# [What is expected]
Search the records below for the word "when". Copy each line where it occurs.

========

PR #496, opened 2021-08-23
New user questionnaire design doc

mvandenburgh:
A design doc describing the new approval-driven user registration workflow.

Link to markdown rendered doc https://github.com/dandi/dandi-api/blob/design/new-user-questionnaire/doc/design/new-user-questionnaire.md

### DIFF
--- a/doc/design/new-user-questionnaire.md
+++ b/doc/design/new-user-questionnaire.md
@@ -45,7 +45,7 @@ user hasn't filled out the questionnaire yet, the button will say "COMPLETE SIGN
 
 ### Proposed admin approval process
 1) A user signs up as described in steps 1-4 in the previous section.
-2) An email is sent to DANDI admins with a link to an SSR page that lists the user's info (name, email, GitHub account, etc) as well as their answers to the questionnaire. The page will contain two buttons - "APPROVE" or "REJECT" - and a textbox underneath the "REJECT" button entitled "Rejection Reason".
+2) An email is sent to DANDI admins with a link to an SSR page that lists the user's info (name, email, GitHub account, etc), their current `status`, as well as their answers to the questionnaire. The page will contain two buttons - "APPROVE" or "REJECT" - and a textbox underneath the "REJECT" button entitled "Rejection Reason".
 3)
     a) The admin decides to approve the user and clicks "APPROVE". This updates the user's `status` field to `APPROVED` and adds them to the `approved_users` group, granting them full access to DANDI.
     <br>
--- a/doc/design/new-user-questionnaire.md
+++ b/doc/design/new-user-questionnaire.md
@@ -12,6 +12,7 @@ Three new columns, `status`, `questionnaire_form`, and `rejection_reason` will b
 ### Changes to API
 - /users/me needs to include the user's current status
 - A [Django group](https://docs.djangoproject.com/en/3.2/topics/auth/default/#groups), `approved_users`, will be created. Only users in this group will have access to protected endpoints.
+- Only approved users can create and edit dandisets.
 
 ### Changes to frontend
 - Configuration so the frontend knows where to find SSR pages
--- a/doc/design/new-user-questionnaire.md
+++ b/doc/design/new-user-questionnaire.md
@@ -38,7 +38,7 @@ user hasn't filled out the questionnaire yet, the button will say "COMPLETE SIGN
 6) The DANDI admins will decide whether to approve or reject the user.
 7) a) If approved, the user will receive an email saying so and they will be able to logon and use DANDI as normal.
    <br>
-   b) If rejected, the user will receive an email containing the custom reason (if one was provided), as well as an email address to contact if they belieave
+   b) If rejected, the user will receive an email containing the custom reason (if one was provided), as well as an email address to contact if they believe
    they shouldn't have been rejected.
 
 
--- a/doc/design/new-user-questionnaire.md
+++ b/doc/design/new-user-questionnaire.md
@@ -13,6 +13,7 @@ Three new columns, `status`, `questionnaire_form`, and `rejection_reason` will b
 - /users/me needs to include the user's current status
 - A [Django group](https://docs.djangoproject.com/en/3.2/topics/auth/default/#groups), `approved_users`, will be created. Only users in this group will have access to protected endpoints.
 - Only approved users can create and edit dandisets.
+- /users/search endpoint will only return users in the `approved_users` group.
 
 ### Changes to frontend
 - Configuration so the frontend knows where to find SSR pages
--- a/doc/design/new-user-questionnaire.md
+++ b/doc/design/new-user-questionnaire.md
@@ -5,9 +5,16 @@ approval process to help prevent misuse of the archive.
 ## 1. Implementation Details
 ### Changes to User model
 Three new columns, `status`, `questionnaire_form`, and `rejection_reason` will be introduced to the `User` model in dandi-api.
-- `status` is an enum that can be one of three values: `INCOMPLETE`, `PENDING`, `APPROVED`, or `REJECTED`.
+- `status` is an enum that can be one of four values: `INCOMPLETE`, `PENDING`, `APPROVED`, or `REJECTED`.
 - `questionnaire_form` is a JSON field. The keys are questions, and the values are the users' answers.
 - `rejection_reason` is an optional string that contains a message written by one of the admins describing why a user was denied approval (if applicable).
+
+### Changes to API
+- /users/me needs to include the user's current status
+
+### Changes to frontend
+- Configuration so the frontend knows where to find SSR pages
+- User avatar circley thing needs to show user's current status
 
 ### New views
 - SSR rendered pages for questionnaire form, pending approval page, rejected page, and admin approval page.
--- a/doc/design/new-user-questionnaire.md
+++ b/doc/design/new-user-questionnaire.md
@@ -1,0 +1,48 @@
+# Premise
+Currently, anyone with a GitHub account can signup for DANDI and make full use of its functionality. The goal of this design document is to introduce an
+approval process to help prevent misuse of the archive.
+
+## 1. Implementation Details
+### Changes to User model
+Three new columns, `status`, `questionnaire_form`, and `rejection_reason` will be introduced to the `User` model in dandi-api.
+- `status` is an enum that can be one of three values: `INCOMPLETE`, `PENDING`, `APPROVED`, or `REJECTED`.
+- `questionnaire_form` is a JSON field. The keys are questions, and the values are the users' answers.
+- `rejection_reason` is an optional string that contains a message written by one of the admins describing why a user was denied approval (if applicable).
+
+### New views
+- SSR rendered pages for questionnaire form, pending approval page, rejected page, and admin approval page.
+
+## 2. High-level Overview
+### Current user signup flow
+1) The user navigates to https://gui.dandiarchive.org and clicks the "LOG IN WITH GITHUB" button
+2) The user is redirected to GitHub, enters their credentials, and clicks "Sign in". This action creates a new DANDI Archive account for the user and gives
+them full capabilities of any other normal user (creating/editing dandisets, etc).
+3) The user is redirected back to https://gui.dandiarchive.org signed in to their new account.
+
+### Proposed user signup flow
+1) The user navigates to https://gui.dandiarchive.org and clicks the "LOG IN WITH GITHUB" button.
+2) The user is redirected to GitHub, enters their credentials, and clicks "Sign in". This action creates a new DANDI archive account for the user with the `status` field set to `INCOMPLETE`.
+3) The user is redirected to the SSR rendered questionnaire form and they fill it out and submit it. This populates the `questionnaire_form` field in the DB and sets the `status` field to `PENDING`.
+4) A message is displayed telling the user when they can expect approval.
+5) The user is redirected to the DANDI Archive homepage. The "LOG IN WITH GITHUB" button is now red and says something like "PENDING ACCOUNT APPROVAL". If the
+user hasn't filled out the questionnaire yet, the button will say "COMPLETE SIGNUP PROCESS" and will redirect the user to the questionnaire form when clicked.
+6) The DANDI admins will decide whether to approve or reject the user.
+7) a) If approved, the user will receive an email saying so and they will be able to logon and use DANDI as normal.
+   <br>
+   b) If rejected, the user will receive an email containing the custom reason (if one was provided), as well as an email address to contact if they belieave
+   they shouldn't have been rejected.
+
+
+### Proposed admin approval process
+1) A user signs up as described in steps 1-4 in the previous section.
+2) An email is sent to DANDI admins with a link to an SSR page that lists the user's info (name, email, GitHub account, etc) as well as their answers to the questionnaire. The page will contain two buttons - "APPROVE" or "REJECT" - and a textbox underneath the "REJECT" button entitled "Rejection Reason".
+3)
+    a) The admin decides to approve the user and clicks "APPROVE". This updates the user's `status` field to `APPROVED`, granting them full access to
+    DANDI.
+    <br>
+    b) The admin decides to reject the user, optionally fills out the "Rejection reason" box, and clicks "REJECT". This sets the user's `status` field to `REJECTED` and `is_active` field to `false`.
+
+### Questionnaire
+(from https://github.com/dandi/dandi-api/pull/454#issuecomment-892218858)
+- What do you plan to use DANDI for?
+- Any affiliations (university, company, etc)
--- a/doc/design/new-user-questionnaire.md
+++ b/doc/design/new-user-questionnaire.md
@@ -11,6 +11,7 @@ Three new columns, `status`, `questionnaire_form`, and `rejection_reason` will b
 
 ### Changes to API
 - /users/me needs to include the user's current status
+- A [Django group](https://docs.djangoproject.com/en/3.2/topics/auth/default/#groups), `approved_users`, will be created. Only users in this group will have access to protected endpoints.
 
 ### Changes to frontend
 - Configuration so the frontend knows where to find SSR pages
@@ -44,8 +45,7 @@ user hasn't filled out the questionnaire yet, the button will say "COMPLETE SIGN
 1) A user signs up as described in steps 1-4 in the previous section.
 2) An email is sent to DANDI admins with a link to an SSR page that lists the user's info (name, email, GitHub account, etc) as well as their answers to the questionnaire. The page will contain two buttons - "APPROVE" or "REJECT" - and a textbox underneath the "REJECT" button entitled "Rejection Reason".
 3)
-    a) The admin decides to approve the user and clicks "APPROVE". This updates the user's `status` field to `APPROVED`, granting them full access to
-    DANDI.
+    a) The admin decides to approve the user and clicks "APPROVE". This updates the user's `status` field to `APPROVED` and adds them to the `approved_users` group, granting them full access to DANDI.
     <br>
     b) The admin decides to reject the user, optionally fills out the "Rejection reason" box, and clicks "REJECT". This sets the user's `status` field to `REJECTED` and `is_active` field to `false`.
 
--- a/doc/design/new-user-questionnaire.md
+++ b/doc/design/new-user-questionnaire.md
@@ -18,6 +18,8 @@ Three new columns, `status`, `questionnaire_form`, and `rejection_reason` will b
 ### Changes to frontend
 - Configuration so the frontend knows where to find SSR pages
 - User avatar circley thing needs to show user's current status
+   -  This will come in the form of a red notification dot with a popover explaining what actions the user needs to take to be approved. 
+   -  If an unverified user is logged in and tries to do something that requires verification (edit metadata, upload a new dandiset, etc.) then the appropriate button would be grayed out, with a popover message saying they need to be verified, and to either fill out the questionnaire or email the admins (depending on what steps they've completed so far).
 
 ### New views
 - SSR rendered pages for questionnaire form, pending approval page, rejected page, and admin approval page.


doc/design/new-user-questionnaire.md
```diff
@@ -0,0 +1,55 @@
...
+## 1. Implementation Details
+### Changes to User model
+Three new columns, `status`, `questionnaire_form`, and `rejection_reason` will be introduced to the `User` model in dandi-api.
+- `status` is an enum that can be one of four values: `INCOMPLETE`, `PENDING`, `APPROVED`, or `REJECTED`.
+- `questionnaire_form` is a JSON field. The keys are questions, and the values are the users' answers.
+- `rejection_reason` is an optional string that contains a message written by one of the admins describing why a user was denied approval (if applicable).
+
+### Changes to API
+- /users/me needs to include the user's current status
+- A [Django group](https://docs.djangoproject.com/en/3.2/topics/auth/default/#groups), `approved_users`, will be created. Only users in this group will have access to protected endpoints.
```
satra, line 14:
```suggestion
- A [Django group](https://docs.djangoproject.com/en/3.2/topics/auth/default/#groups), `approved_users`, will be created. Only users in this group will have access to protected endpoints.
- Only approved users can create and edit dandisets.
```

========

# [Response to this exercise]
+4) A message is displayed telling the user when they can expect approval.
+user hasn't filled out the questionnaire yet, the button will say "COMPLETE SIGNUP PROCESS" and will redirect the user to the questionnaire form when clicked.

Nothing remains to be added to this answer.